- Born: John Francis Davis 28 July 1958 (age 68) Adelaide, Australia
- Known for: Painting
- Spouse: Evelyn Roth ​(m. 2000)​
- Website: johnsartmaslinbeach.com

= John F. Davis (artist) =

John (Francis) Davis (born 28 July 1958) is an artist, who lives at Maslin Beach in South Australia. Davis is best known for his paintings of the Fleurieu Peninsula coastline. He is a caretaker of Maslin Beach for the Kaurna People.

==Biography==
John Davis was born on July 28, 1958, in Adelaide, South Australia, of Indigenous Australian, Welsh, Spanish and German ancestry. He got his interest in art at very young age and sold his first painting at the age of 15 to a high school teacher (in 1973).
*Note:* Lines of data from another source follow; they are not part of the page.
PR #481, opened 2017-05-11
Purchasing coupons

jjeffryes:
This PR adds coupons, the memo field, and the alternate contact field.

It also refactors the handling of shipping errors to take place in the models.

This PR builds on #472, it will remain a WIP until that PR is merged.


jjeffryes:
@rmisio this PR is ready.

jjeffryes:
Found a bug.

js/views/modals/purchase/Purchase.js
```diff
@@ -114,29 +130,46 @@ export default class extends BaseModal {
...
+  blurEmailAddress(e) {
+    this.order.set('alternateContactInfo', $(e.target).val());
+  }
+
+  blurMemo(e) {
+    this.order.set('memo', $(e.target).val());
+  }
+
+  changeCoupons() {
+    this.receipt.coupons = this.coupons.couponHashes;
```
rmisio: Since this is the only place you're using the couponHashes, a more robust way to get them here would be to pass them into the event rather than relying on a variable attached to the instance.

```
this.trigger('changeCoupons', this.couponHashes);

changeCoupons(couponHashes) { ... }
```

js/views/modals/purchase/Coupons.js
```diff
@@ -0,0 +1,119 @@
...
+        }
+      } else {
+        this.invalidCode = { type: 'Invalid', code };
+      }
+      this.render();
+    });
+  }
+
+  findCoupon(hashedCode, code) {
+    let coupon = this.coupons.findWhere({ hash: hashedCode });
```
rmisio: Why not make this all one line?

```
return this.coupons.findWhere({ hash: hashedCode }) ||
  this.coupons.findWhere({ title: code });
```

rmisio:
Looks like we could use some padding above the memo:

image

js/languages/en-US.json
```diff
@@ -839,14 +852,15 @@
...
+      "coupon": "Coupon",
       "shipping": "Shipping",
       "total": "Total"
     },
     "errors": {
       "moderatorsTitle": "Moderator Data Failted to Load",
       "moderatorsMsg": "This listing has availble moderators, but they could not be loaded.",
       "orderError": "Your order can not be processed due to the following errors.",
-      "missingAddress": "You must choose a shipping address to complete your purchase."
+      "missingAddress": "Please choose a valid shipping address."
```
jjeffryes: Yep. Good catch.

jjeffryes:
The latest PR fixes the issues raised in the code review, and also:
- shows an error modal if the user attempts to buy their own listing.
- allows a user to test their own coupons.
- adds a moderated boolean to the order model, if true, the order will validate if it has a value for the moderator
- fixes a bug where not all the errors were cleared when purchasing.
- refactors the error codes in the coupons to be cleaner.
- clears valid results from the coupon input, but not invalid results

@rmisio this is ready to be re-reviewed.

js/languages/en-US.json
```diff
@@ -806,6 +806,7 @@
   },
```
rmisio: I don't think it's properly removing coupons internally.

- add a coupon for 50% off
- add a coupon for 51% off

Correctly, gives you an error that coupons cannot bring a price below zero.

- remove the 50% off coupon
- attempt to add the 51% off coupon

Expectation: It should work now.
Observed: Gives you an error that coupons cannot take the price below zero.

cpacia:
I'm not sure how you've been testing this all this time but the purchase button is broke because /js/templates/modals/purchase/Receipt.html is capitalized while the code that calls it uses lower case `receipt.html`

js/views/modals/purchase/Purchase.js
```diff
@@ -159,16 +208,12 @@ export default class extends BaseModal {
             console.log(data);
           })
           .fail((jqXHR) => {
-            if (jqXHR.statusText === 'abort') return;
-            const errMsg = jqXHR.responseJSON && jqXHR.responseJSON.reason || '';
+            const errMsg = jqXHR.responseJSON ? jqXHR.responseJSON.reason : '';
```
jjeffryes: I'm not sure why this reverted. Maybe a merge issue?

js/languages/en-US.json
jjeffryes: I can't reproduce this.

I do see that after the invalid coupon is applied, but before the new one is added, the error message isn't cleared. I've fixed that.

rmisio: @morebrownies would you mind testing this? It's not happening for Josh, but consistently happens for me.

In it's simplest form you:

```
- add coupon for 50% off
- remove the above coupon
- try adding it again.
```

For me it fails with an error that the coupon amount cannot exceed 100% of the price, which is incorrect, because the coupon is only 50% of the price. It's as if it's still considering the removed 50% coupon in the calculation.

morebrownies: Sure thing. Will test out soon.

morebrownies: @rmisio @jjeffryes I tested the scenario above and it worked correctly for me.

To be clear, I did the following:

1) Applied a 50% off coupon
2) Attempted to apply an additional coupon for 51% off (it triggered an error)
3) I removed the initial 50% off coupon
4) Attempted to apply the 51% off coupon (it worked!)

rmisio: Cool. Thanks for that @morebrownies. Since it looks like just me with the issue, I won't hold up the merge.

Oops... sorry Wolf, I just merged without checking in with you. If there are any problems on your end, I'm sure Josh has another daily purchasing PR coming today or tomorrow that you could comment... lol.

morebrownies: Yeah no worries. I haven't tested thoroughly yet, but so far looking pretty good! I'll test more closely once we feel checkout is near feature complete.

Once he left school, painting was put onto the background, as he was working full-time. In 1998 John Davis decided he needed a new focus on life, and became a full-time painter. He married Evelyn Roth in 2000 in North America, near Vancouver, British Columbia. Evelyn is also an artist, worldwide known for her inflatables, wearable art and story telling events for children, and who has always been a great help in guidance and support for John.

John Davis lives at Maslin Beach in the City of Onkaparinga with his wife Evelyn.

==Influences==
John Davis is a self-taught painter, not particularly influenced by any style, but with a deep interest in surrealism, abstract art, and native art from around the world.

==Environment==

John Davis is involved in environmental projects, locally e.g. with the Red Ochre at the City of Onkaparinga coast line near Maslin Beach, and globally e.g. with global warming and the effects on ice caps and wildlife.

In 2008, Gregory Hemmings, environmentalist, writer and movie maker, organised a sailing ship expedition Around North America, to highlight the environmental issues. John Davis was asked to be the ship's on board artist, but he declined as he did not feel like a sailing person. As an alternative some of John's work featuring polar bears and one of Evelyn Roth's inflatable salmons were part of that journey. It was meant to be a 2-year voyage starting at Tromsø in Norway, sailing down the West coast of North America, through the Panama Canal then up the east coast, and ending back in Tromsø. The expedition ended after 12 months, taking half of the planned time for the trip.